Any word on Black Friday deals on lawn care supplies? I saw the YM add which made me think if anyone else will be offering any deals?


----------



## CenlaLowell

Nothing yet both I hope chemical warehouse does one


----------



## cldrunner

@CenlaLowell +1 on that.

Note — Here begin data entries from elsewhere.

PR #836, opened 2023-06-27
Add support to create default Instrumentation for operator based auto-instrumentation

jvoravong:
Description:
- This pull request introduces helm templates to facilitate the deployment of a default opentelemetry.io/v1alpha1 Instrumentation, eliminating the need for manual configuration by users.
- The default Instrumentation includes the following features:
  - It sets the endpoint value for exporting traces. If the user does not provide an endpoint value, the traces will be exported to the collector agent or gateway.
  - Users have the flexibility to override default values by utilizing the `operator.instrumentation.spec` field, similar to how the agent configuration can be overridden using `agent.config`.
- These changes bring us closer to the ability to create end-to-end tests for operator-based auto-instrumentation.

Testing:
- Manual testing was conducted by directing auto-instrumented Java applications to send traces to the collector agent and gateway.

I will say it pays to shop around and know the discounts of each supplier. I bought 4 gallons of Bifen last year from CW at about $52 a gallon. Last week I bought 4 gallons and CW was $62.50 per gallon. Some of these suppliers charge tax and even shipping. I ended up getting it elsewhere for $56 a gallon with free shipping and no tax or tax included.


----------



## BigTlawn

Looks like Amazon has grubex 5000 sqft 50% off. You can only buy 3 bags

https://www.amazon.com/Scotts-GrubEx-Preventer-Japanese-Packaging/dp/B0050DV4ZW/ref=mp_s_a_1_1_sspa?crid=7VKSEFQCVZRS&keywords=grubex%2Bgrub%2Bkiller%2B5000%2Bsq%2Bft&qid=1637534020&sprefix=grubex%2B%2Caps%2C64&sr=8-1-spons&psc=1&spLa=ZW5jcnlwdGVkUXVhbGlmaWVyPUExRUhZWFlDUEIyQ09ZJmVuY3J5cHRlZElkPUEwMjU5NjA0MVkwN0IzTkRRREpYOCZlbmNyeXB0ZWRBZElkPUEwODk1NzEwMzZMRFhBTEY2S04zTiZ3aWRnZXROYW1lPXNwX3Bob25lX3NlYXJjaF9hdGYmYWN0aW9uPWNsaWNrUmVkaXJlY3QmZG9Ob3RMb2dDbGljaz10cnVl&th=1


----------



## CenlaLowell

cldrunner said:


> @CenlaLowell +1 on that. I will say it pays to shop around and know the discounts of each supplier. I bought 4 gallons of Bifen last year from CW at about $52 a gallon. Last week I bought 4 gallons and CW was $62.50 per gallon. Some of these suppliers charge tax and even shipping. I ended up getting it elsewhere for $56 a gallon with free shipping and no tax or tax included.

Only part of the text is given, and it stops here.